For scheduling nondeterminism, most automated tools are based on either testing or model checking. Testing tools (e.g., [41, 49, 52, 17, 2, 18, 71]) randomly sample the state space of a program in order to detect concurrency bugs, but they do not provide completeness guarantees, nor do they handle data-nondeterminism. Model checkers (e.g., [39, 35]), on the other hand, do guarantee completeness, as they exhaustively enumerate the state space of a program (up to a bound). In order not to store all the visited program states, model checking is often done “on the fly” (a.k.a. stateless model checking) [55, 30], while also employing partial order reduction [29, 7, 56, 45, 27, 47, 33, 4, 9]. While model checkers can handle data nondeterminism explicitly, explicit enumeration quickly blows up the state space (see § 6).

There has been work aiming to handle both scheduling and data nondeterminism (e.g., [28, 65, 70]), either by adding concurrency reasoning to concolic testing, or the other way around. Con2Colic [28] extends CT by introducing interference scenarios to encode the scheduling constraints that lead to new execution paths. Similarly, Guo et al. [34] encode program assertions as symbolic constraints to develop sound methods that prune out redundant executions. Tools like cmbc [24] encode the program into an SAT formula, and offload all symbolic reasoning to an SMT solver. JPF has been extended to incorporate symbolic execution [12]. None of these tools perform optimal partial order reduction for general memory consistency models. Finally, there are several works that attempt to efficiently combine DPOR with symbolically encoded partial-order constraints to reduce redundant exploration (e.g.,  [11, 42]). Unlike our approach, however, these do not tackle the problem of data nondeterminism within concurrent programs.

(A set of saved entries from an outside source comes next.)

PR #12209, opened 2017-06-09
make REG_VIRTUAL_STUB_PARAM depended on Abi.

sandreenko:
Add VirtualStubParam that is saved in compiler and must be init in
compCompile.

### DIFF
--- a/src/jit/compiler.h
+++ b/src/jit/compiler.h
@@ -6704,7 +6704,7 @@ public:
 #endif
     };
 
-    VirtualStubParamInfo* virtualStubParam;
+    VirtualStubParamInfo* virtualStubParamInfo;
 
     inline bool IsTargetAbi(CORINFO_RUNTIME_ABI abi)
     {
--- a/src/jit/compiler.h
+++ b/src/jit/compiler.h
@@ -6633,6 +6633,79 @@ public:
 #endif
     }
 
+    //------------------------------------------------------------------------
+    // VirtualStubParam: virtual stub dispatch extra parameter (slot address).
+    //
+    // It represents Abi and target specific registers for the parameter.
+    //
+    class VirtualStubParam
+    {
+    public:
+        VirtualStubParam(bool isCoreRTABI)
+        {
+#if defined(_TARGET_X86_)
+            reg = REG_EAX;
+            rbm = RBM_EAX;
+#elif defined(_TARGET_AMD64_)
+            if (isCoreRTABI)
+            {
+                reg = REG_R10;
+                rbm = RBM_R10;
+            }
+            else
+            {
+                reg = REG_R11;
+                rbm = RBM_R11;
+            }
+#elif defined(_TARGET_ARM_)
+            reg = REG_R4;
+            rbm = RBM_R4;
+#elif defined(_TARGET_ARM64_)
+            reg = REG_R11;
+            rbm = RBM_R11;
+#else
+#error Unsupported or unset target architecture
+#endif
+
+#ifdef LEGACY_BACKEND
+#if defined(_TARGET_X86_)
+            predict = PREDICT_REG_EAX;
+#elif defined(_TARGET_ARM_)
+            predict = PREDICT_REG_R4;
+#else
+#error Unsupported or unset target architecture
+#endif
+#endif // LEGACY_BACKEND
+        }
+
+        regNumber GetReg() const
+        {
+            return reg;
+        }
+
+        _regMask_enum GetRbm() const
+        {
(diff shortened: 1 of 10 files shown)


sandreenko:
PTAL @MichalStrehovsky,  @dotnet/jit-contrib.

src/jit/target.h
```diff
@@ -310,6 +310,79 @@ typedef unsigned short regPairNoSmall; // arm: need 12 bits
...
 
+//------------------------------------------------------------------------
+// VirtualStubParam: virtual stub dispatch extra parameter (slot address).
+//
+// It represents Abi and target specific registers for the parameter.
+//
+class VirtualStubParam
+{
+public:
+    VirtualStubParam(bool IsCoreRTABI)
```
jkotas: Nit: Start with lower case?

src/jit/target.h
```diff
@@ -310,6 +310,79 @@ typedef unsigned short regPairNoSmall; // arm: need 12 bits
...
+        rbm = REG_R11;
+#else
+#error Unsupported or unset target architecture
+#endif
+
+#ifdef LEGACY_BACKEND
+#if defined(_TARGET_X86_)
+        predict = PREDICT_REG_EAX;
+#elif defined(_TARGET_AMD64_)
+        noway_assert(!IsCoreRTABI);
```
jkotas: Do we need this - does the legacy backend works for AMD64 at all?

sandreenko: Nop, deleted.

src/jit/target.h
sandreenko: Fixed.

jkotas:
Looks good to me. 

Allocating the class that holds the register numbers feels like too much ceremony for this to me. I will  leave it to others to comment about that.

src/jit/compiler.h
```diff
@@ -6633,6 +6633,79 @@ class Compiler
 #endif
     }
 
+    //------------------------------------------------------------------------
+    // VirtualStubParam: virtual stub dispatch extra parameter (slot address).
+    //
+    // It represents Abi and target specific registers for the parameter.
+    //
+    class VirtualStubParam
```
pgavlin: Nit: I think this is better named `VirtualStubParamInfo` or similar.

src/jit/compiler.h
```diff
@@ -6633,6 +6633,79 @@ class Compiler
...
+#endif
+#endif // LEGACY_BACKEND
+        }
+
+        regNumber GetReg() const
+        {
+            return reg;
+        }
+
+        _regMask_enum GetRbm() const
```
pgavlin: Nit: `s/GetRbm/GetRegMask/`

sandreenko: Fixed, what does rbm mean?

src/jit/compiler.h
sandreenko: Fixed

src/jit/compiler.h
```diff
@@ -6633,6 +6633,79 @@ class Compiler
...
+    private:
+        regNumber     reg;
+        _regMask_enum regMask;
+
+#ifdef LEGACY_BACKEND
+        rpPredictReg predict;
+#endif
+    };
+
+    VirtualStubParamInfo* virtualStubParam;
```
pgavlin: Should have pointed this one out, too: `s/virtualStubParam/virtualStubParamInfo/`

sandreenko: Fixed

src/jit/compiler.h
```diff
@@ -6633,6 +6633,79 @@ class Compiler
...
+            predict = PREDICT_REG_EAX;
+#elif defined(_TARGET_ARM_)
+            predict = PREDICT_REG_R4;
+#else
+#error Unsupported or unset target architecture
+#endif
+#endif // LEGACY_BACKEND
+        }
+
+        regNumber GetReg() const
```
sandreenko: do we need any __forceinline directives here? This part doesn't affect performance, but as template for the future changes maybe it will be nice to state it here.

mikedn: What for? I don't think you'll ever find a C/C++ compiler that doesn't inline this.

sandreenko: Ok, sounds reasonable.

sandreenko:
@russellhadley I am not sure do we keep CodeGen-EE Contract in ProjectN OneNote up-to-date? Should we change it after this PR?

russellhadley:
@sandreenko Keeping it up to date sounds good to me.

Issue #12137, opened 2017-06-07
Incorrect result from Math.Round method


vkvenkat:
The Math.Round method is expected to round a double-precision floating-point value to the nearest integral value based on the description in https://msdn.microsoft.com/en-us/library/wyk4d9cy(v=vs.110).aspx.
So, Math.Round(0.50000000000000011102230246251565404236316680908203) should return the nearest integer, 1. Instead it returns 0 on Windows and Ubuntu.

We end up calling the COMDouble::Round method in [floatdouble.cpp:174](https://github.com/dotnet/coreclr/blob/72c57d9d9fd2d4cd8c96f124d132d316c8ef6013/src/classlibnative/float/floatdouble.cpp#L174), where the rounding happens.  

Here is the repro. The issue is with rounding the 5th element (0.50000000000000011102230246251565404236316680908203) of the _values_ array below:

```
using System;
using System.Runtime.InteropServices;

[StructLayout(LayoutKind.Explicit)] 
public struct SampleUnion
{
    [FieldOffset(0)] public ulong  ul;
    [FieldOffset(0)] public double d;
    public void Display()
    {
        Console.WriteLine("The stored value is: 0x{0:X}", ul);
        Console.WriteLine("Default rounding    {0} --> {1}", d, Math.Round(d));
        Console.WriteLine("Half to even        {0} --> {1}", d, Math.Round(d, 0, MidpointRounding.ToEven));
        Console.WriteLine("Half away from zero {0} --> {1}", d, Math.Round(d, 0, MidpointRounding.AwayFromZero));
    }
}

public class Example
{
   public static void Main()
   {
      double[] values = { -.5, -.50000000000000011102230246251565404236316680908203, -.50000000000000022204460492503130808472633361816406,
                          0.5, 0.50000000000000011102230246251565404236316680908203, 0.50000000000000022204460492503130808472633361816406,
                          1.5, 1.50000000000000022204460492503130808472633361816406,
                          2.5, 2.5000000000000004440892098500626161694526672363281 };
      SampleUnion su = new SampleUnion();

      foreach (double value in values) {
         su.d = value;
         su.Display();

      }
   }
}
```

PR #12210, opened 2017-06-09
Fix a COMDouble::Round() issue

hanblee:
fixes https://github.com/dotnet/coreclr/issues/12137

### DIFF
--- a/tests/src/CoreMangLib/cti/system/math/mathround3.cs
+++ b/tests/src/CoreMangLib/cti/system/math/mathround3.cs
@@ -13,6 +13,8 @@ public class MathRound3
         TestLibrary.TestFramework.LogInformation("[Positive]");
         retVal = PosTest1() && retVal;
         retVal = PosTest2() && retVal;
+        retVal = PosTest3() && retVal;
+        retVal = PosTest4() && retVal;
 
         retVal = NegTest1() && retVal;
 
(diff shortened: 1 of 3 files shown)


hanblee:
@tannergooding PTAL

hanblee:
@tannergooding BTW, if you are not the right person to review this, it would be great if you would please pull in the right person(s). Thanks!

tannergooding:
Taking a look now.

tannergooding:
It is important to note that the MSDN [page](https://msdn.microsoft.com/en-us/library/wyk4d9cy(v=vs.110).aspx) for `Math.Round(double)` states:
> Rounds a double-precision floating-point value to the nearest integral value.

However, the actual behavior, which is on the general `Math.Round` [page](https://msdn.microsoft.com/en-us/library/system.math.round(v=vs.110).aspx) is:
> Rounds a double-precision floating-point value to the nearest integer, and rounds midpoint values to the nearest even number 

The secondary portion (rounding midpoint values to the nearest even number) is important for just this scenario and the exact behavior taken here.

Additionally, as an FYI, the original (unmodified) code from Desktop was https://github.com/hanblee/coreclr/commit/08786f20e89eb5f518d8d25f3e7f886f69d994ea#diff-884cab80438864e5dc66c7e4c1a3c723L467, which is identical behavior to implementation currently checked in.

When completely "unrolled" the current implementation is doing
```C++
(floor(x + 0.5) == (x + 0.5)) && (fmod((x + 0.5), 2.0) != 0)
```
and the newly proposed implementation is doing:
```C++
(x == (floor(x) + 0.5)) && (fmod(floor(x + 0.5), 2.0) != 0)
```

The previous algorithm would end up comparing "precisely 1" vs "precisely 1".
The new algorithm ends up comparing 0.5 vs 0.50000000000000011, which is what allows this fix.

This is definitely an improvement as it should only do the midpoint rounding calculation when x is exactly midpoint (as best as can be represented by IEEE double-precision floating-point values, anyways).

tannergooding:
It would be great if you could add a couple tests covering this scenario (CoreFX is the primary repo for managed tests, but there are some tests in CoreCLR as well: https://github.com/dotnet/coreclr/tree/32f0f9721afb584b4a14d69135bea7ddc129f755/tests/src/CoreMangLib/cti/system/math)

tannergooding:
FYI. @janvorli, @AndyAyersMS, @jkotas who have reviewed these types of changes previously.

hanblee:
> It would be great if you could add a couple tests covering this scenario 

Good point. Will do.

tests/src/CoreMangLib/cti/system/math/mathround3.cs
```diff
@@ -91,6 +93,48 @@ public bool PosTest2()
...
+
+        // Test based on https://github.com/dotnet/coreclr/issues/12137
+        TestLibrary.TestFramework.BeginScenario("PosTest4: Verify Round(System.double) when decimal part of arg is very close to 0.5 .");
+
+        double doubleVal = 0.50000000000000011102230246251565404236316680908203;
+        double expectedVal = 1.0;
+
+        if (Math.Round(doubleVal) != expectedVal)
+        {
+            Console.WriteLine("actual value = " + Math.Round(doubleVal));
```
tannergooding: Could you use the `G17` format specifier when printing here and below?
```
> double doubleVal = 0.50000000000000011102230246251565404236316680908203;
> Console.WriteLine(doubleVal)
0.5
> Console.WriteLine("{0:G17}", doubleVal)
0.50000000000000011
```

hanblee: Done

tannergooding:
Thanks! This will need someone from the CoreCLR team to give final approval before it can be merged.

hanblee:
Got it!

hanblee:
@janvorli PTAL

Another approach to addressing both scheduling and data non-determinism is maximal path causality (MPC) [69]. MPC uses a coarser equivalence partitioning than ConDpor, as it packs all combinations of schedules and data that reach the same path into a single equivalence class. Upon obtaining a random program interleaving, MPC collects constraints that would lead to the exploration of an unseen path, and explores them by re-running the program.

Apart from not being able to handle weak memory consistency models, MPC is not optimal w.r.t. its partitioning. As an example, consider the program on the right. Assuming MPC first obtains the interleaving ${𝙲}^{}(a>0)\cdot {𝚆}^{}(x,1)\cdot {𝚁}^{}(x)$, it will then generate the constraint $a\le 0\wedge \mathrm{𝚟𝚊𝚕}({𝚁}^{}(x))=2$, aiming to uncover the assertion violation. While this constraint (and all paths stemming from it) are infeasible, MPC cannot drop it, as some of the paths under the “else” branch could have been writing $x:=\mathrm{\hspace{0.33em}2}$.

The closest works to ConDpor are those that aim to combine DPOR and CT. One of the such attempts was jCUTE [60]. Unlike ConDpor, jCUTE uses a non-optimal DPOR (and therefore explores redundant executions), and does not support weak memory consistency. Another work is that of Schemmel et al. [58], who combine quasi-optimal partial order reduction with CT. However, the resulting algorithm (PorSe) is not optimal, does not support weak memory consistency, has exponential memory requirements, and, since it does not use concrete execution, incurs a costly and unnecessary extra query to the SMT solver upon each symbol constraint evaluation. In our extended version [44] (App. A.5), we present a comparison between ConDpor and PorSe using the SV-COMP benchmarks. This comparison shows that, on average, ConDpor reduces the number of explored executions by $72\%$ compared to PorSe across SV-COMP benchmarks.

We presented ConDpor, a sound, complete and optimal algorithm that integrates concolic execution into dynamic partial order reduction. ConDpor uses execution graphs for backtracking on both scheduling and symbolic constraints, and offloads all manipulation of symbolic expressions to the underlying language’s runtime. ConDpor significantly outperforms DPOR approaches that explicitly enumerate the values of a data domain (even with that domain is small), and can verify challenging concurrent data structures.